# [Exercise details]
Give back all the records below, unaltered.

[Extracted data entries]
-- Opening Marker --

PR #974, opened 2025-08-24
Handle small audio gaps by the signal time stretching/compression instead of having discontinuities

milos-lk:
Using pitch gstreamer element for controlling audio signal tempo that is then driven by a drift detected by RTCP sender reports.
On SRs drifts, app source will continue producing buffers with monotonically increasing PTS. The reported drift will be handled either by slowing down the audio signal (if it's positive) or speeding it up. The pitch element will relatively gently change the rate (by 10%) without affecting pitch.
Pitch elements require F32 on its sink pads so adding caps filters around it to convert from and to S16.
Due to max pipeline latency - accumulated drift (if negative) could only raise up to that value after which we walk off the audio mixer latency cliff - so adding logic to guard against big cumulative drifts. An option for future improvements would be dynamically increasing pipeline latency and buffer sizes in that case but that could also go up to a certain point.

An example of a pipeline:
File_1_ParticipantComposite_H264

### DIFF
--- a/pkg/pipeline/builder/audio.go
+++ b/pkg/pipeline/builder/audio.go
@@ -37,6 +37,10 @@ const (
 
 	leakyQueue    = true
 	blockingQueue = false
+
+	speedUpTempo       = 1.1
+	slowDownTempo      = 0.9
+	compensationFactor = 10
 )
 
 type AudioBin struct {
@@ -66,16 +70,20 @@ func (a *audioPacer) start(drift time.Duration) {
 	if a.pitch == nil || drift == 0 {
 		return
 	}
-
-	logger.Debugw("Handling audio time drift", "drift", drift)
-	rate := 1.1
-	if drift > 0 {
-		rate = 0.9
+	if a.active {
+		logger.Errorw(
+			"starting audio pacer, but it's already active",
+			errors.New("tempo controller bug"),
+		)
+		return
 	}
-	a.remaining = 10 * drift.Abs()
 
+	rate := speedUpTempo
+	if drift > 0 {
+		rate = slowDownTempo
+	}
+	a.remaining = compensationFactor * drift.Abs()
 	a.pitch.SetArg("tempo", fmt.Sprintf("%.2f", rate))
-
 	a.active = true
 
 }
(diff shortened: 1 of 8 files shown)


pkg/pipeline/builder/audio.go
```diff
@@ -36,6 +37,10 @@ const (
 
 	leakyQueue    = true
 	blockingQueue = false
+
+	speedUpTempo       = 1.1
```
biglittlebigben: This should ideally be configurable. I expect 10% to be noticeable, but maybe still acceptable.

pkg/pipeline/builder/audio.go
```diff
@@ -46,6 +51,62 @@ type AudioBin struct {
...
+
+	audioPacer audioPacer
+}
+
+type driftProcessNotifier interface {
+	DriftProcessed()
+}
+
+type audioPacer struct {
+	pitch     *gst.Element
```
biglittlebigben: Does the audioPacer need to be thread safe? I believe it is accessed both from a GST probe and the RTCP report handler.

biglittlebigben (changes requested):
Thanks! Would it be possible to make enabling this configurable, to make roll out safer?

pkg/pipeline/builder/audio.go
milos-lk: I built it in a way not to require sync - multiple concurrent SRs will be serialized and taken one by one. However there is one good point here - making its active flag atomic (introducing memory barrier) so we avoid reading stale value in the pad probe forever (compiler optimizations). Will update that. Otherwise I see no other thread safety issues.

pkg/pipeline/builder/audio.go
milos-lk: updated - added the config

pkg/pipeline/builder/audio.go
```diff
@@ -214,14 +281,29 @@ func (b *AudioBin) addAudioAppSrcBin(ts *config.TrackSource) error {
 		return errors.ErrNotSupported(string(ts.MimeType))
 	}
 
-	if err := addAudioConverter(appSrcBin, b.conf, b.getChannel(ts), blockingQueue); err != nil {
+	addAudioConvertFunc := addAudioConverter
+	if b.conf.AudioTempoController.Enabled {
```
biglittlebigben, line 285: We should make sure we log whether it's enabled and the rate once per egress.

-- Closing Marker --

# [Answer]
PR #974, opened 2025-08-24
Handle small audio gaps by the signal time stretching/compression instead of having discontinuities

milos-lk:
Using pitch gstreamer element for controlling audio signal tempo that is then driven by a drift detected by RTCP sender reports.
On SRs drifts, app source will continue producing buffers with monotonically increasing PTS. The reported drift will be handled either by slowing down the audio signal (if it's positive) or speeding it up. The pitch element will relatively gently change the rate (by 10%) without affecting pitch.
Pitch elements require F32 on its sink pads so adding caps filters around it to convert from and to S16.
Due to max pipeline latency - accumulated drift (if negative) could only raise up to that value after which we walk off the audio mixer latency cliff - so adding logic to guard against big cumulative drifts. An option for future improvements would be dynamically increasing pipeline latency and buffer sizes in that case but that could also go up to a certain point.

An example of a pipeline:
File_1_ParticipantComposite_H264

### DIFF
--- a/pkg/pipeline/builder/audio.go
+++ b/pkg/pipeline/builder/audio.go
@@ -37,6 +37,10 @@ const (
 
 	leakyQueue    = true
 	blockingQueue = false
+
+	speedUpTempo       = 1.1
+	slowDownTempo      = 0.9
+	compensationFactor = 10
 )
 
 type AudioBin struct {
@@ -66,16 +70,20 @@ func (a *audioPacer) start(drift time.Duration) {
 	if a.pitch == nil || drift == 0 {
 		return
 	}
-
-	logger.Debugw("Handling audio time drift", "drift", drift)
-	rate := 1.1
-	if drift > 0 {
-		rate = 0.9
+	if a.active {
+		logger.Errorw(
+			"starting audio pacer, but it's already active",
+			errors.New("tempo controller bug"),
+		)
+		return
 	}
-	a.remaining = 10 * drift.Abs()
 
+	rate := speedUpTempo
+	if drift > 0 {
+		rate = slowDownTempo
+	}
+	a.remaining = compensationFactor * drift.Abs()
 	a.pitch.SetArg("tempo", fmt.Sprintf("%.2f", rate))
-
 	a.active = true
 
 }
(diff shortened: 1 of 8 files shown)


pkg/pipeline/builder/audio.go
```diff
@@ -36,6 +37,10 @@ const (
 
 	leakyQueue    = true
 	blockingQueue = false
+
+	speedUpTempo       = 1.1
```
biglittlebigben: This should ideally be configurable. I expect 10% to be noticeable, but maybe still acceptable.

pkg/pipeline/builder/audio.go
```diff
@@ -46,6 +51,62 @@ type AudioBin struct {
...
+
+	audioPacer audioPacer
+}
+
+type driftProcessNotifier interface {
+	DriftProcessed()
+}
+
+type audioPacer struct {
+	pitch     *gst.Element
```
biglittlebigben: Does the audioPacer need to be thread safe? I believe it is accessed both from a GST probe and the RTCP report handler.

biglittlebigben (changes requested):
Thanks! Would it be possible to make enabling this configurable, to make roll out safer?

pkg/pipeline/builder/audio.go
milos-lk: I built it in a way not to require sync - multiple concurrent SRs will be serialized and taken one by one. However there is one good point here - making its active flag atomic (introducing memory barrier) so we avoid reading stale value in the pad probe forever (compiler optimizations). Will update that. Otherwise I see no other thread safety issues.

pkg/pipeline/builder/audio.go
milos-lk: updated - added the config

pkg/pipeline/builder/audio.go
```diff
@@ -214,14 +281,29 @@ func (b *AudioBin) addAudioAppSrcBin(ts *config.TrackSource) error {
 		return errors.ErrNotSupported(string(ts.MimeType))
 	}
 
-	if err := addAudioConverter(appSrcBin, b.conf, b.getChannel(ts), blockingQueue); err != nil {
+	addAudioConvertFunc := addAudioConverter
+	if b.conf.AudioTempoController.Enabled {
```
biglittlebigben, line 285: We should make sure we log whether it's enabled and the rate once per egress.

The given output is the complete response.